One of the more interesting aspects of safety and bias issues in current generation LLMs is the rate at which companies are modifying their guardrails and using RLHF and other tuning and filtering mechanisms to evolve their responses in near-realtime. Often, when we locate a specific systematic bias issue that a model produces consistently and without fail over a period of days to weeks, it is fixed relatively quickly by the company after we notify them, sometimes within minutes to hours of reporting.
In cases of particularly egregious potential harm to vulnerable communities, we agree to temporarily delay public disclosure until the model or its interface wrapper has been adjusted to mitigate the bias issue. In many ways, this is much like the responsible disclosure best practices of the cyber realm. In particular, our uniquely global perspective means we are often more successful at finding innate biases in models than companies' own red teams.
More broadly, many commercial LLM providers employ large staffs that constantly review the transcripts of user engagement with their models for harmful interactions and utilize that feedback in a similarly corrective fashion. A user that manages to provoke a model into a particularly toxic exchange may find that that interaction no longer works, sometimes just hours later, due to this continual improvement process.
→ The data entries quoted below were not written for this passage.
PR #69, opened 2020-08-12
#95 Cleanup GLSPServerLauncher & add CLI parsing

tortmayr:
- Cleanup GLSPServerLauncher (refactor methods & add support to inject additional modules)
- Add a CLIParser helper class and configure default options for configuring
- - Server port
- - consoleLog flag
- - logging directory
- - logLevel
- - help

Fixes eclipse-glsp/glsp/issues/95

### DIFF
--- a/plugins/org.eclipse.glsp.server/META-INF/MANIFEST.MF
+++ b/plugins/org.eclipse.glsp.server/META-INF/MANIFEST.MF
@@ -12,7 +12,8 @@ Require-Bundle: org.eclipse.glsp.api;bundle-version="0.7.0";visibility:=reexport
  com.google.gson;bundle-version="2.8.2",
  org.eclipse.lsp4j;bundle-version="0.7.0",
  org.eclipse.lsp4j.jsonrpc,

What is so remarkable is that, despite LLMs' enormous size and complexity, companies are often able to institute corrections within a remarkably short amount of time, though in some cases this is through broad-brush prefilter bans that simply exclude entire categories of content from the model until the actual model itself can be refined.
On a positive note, this means each harmful discovery can yield meaningful mitigation of classes of future harms as companies continually evolve their models to fix the biases and harms users uncover. On the downside, this can lead to a false confidence in the safety of models as users are unable to replicate the biases and harms they see reported in the community, leading them to believe the biases were merely random one-off responses, rather than understanding the full extent of the systematic biases encoded in today's models.
Most dangerously of all, the current approaches to correcting LLM biases operates more akin to a patchwork whack-a-mole than broad-brush corrective shifts in LLM operation, akin to individual software vulnerabilities being patched as reported without the corresponding systematic evaluation of the class of vulnerability it indicates. For example, often when we report a particular issue, we'll find that the company shortly corrects that specific precise issue. But, simply by changing a few words to test nearly the exact same issue with different wording, or an extremely similar issue, will recover the same bias issue.
In theory, this should lead to models becoming less and less biased over time in much the same way that a software package typically becomes more secure over time as vulnerabilities are discovered and patched. Instead, what we often find with LLMs is that fixing one issue often undoes fixes for other issues (in much the same way that a poorly executed software patch can introduce new vulnerabilities) and that the regular model updates tend to regularly undo whole swaths of bias mitigations. A model might exhibit less and less gender bias over a series of mitigations until a few weeks later, without warning, all of those biases suddenly materialize worse than ever.
This instability leads to false confidence, with companies testing a single snapshot of a model in time, reporting any biases they see and confirming they have been addressed, and then deploying that model without regularly reevaluating it to see that those biases have crept back in over time. Companies should run continual bias regression tests on a daily or weekly basis and steadily expand those tests over time with their own red teaming work, rather than leave bias detection and mitigation entirely to LLM vendors.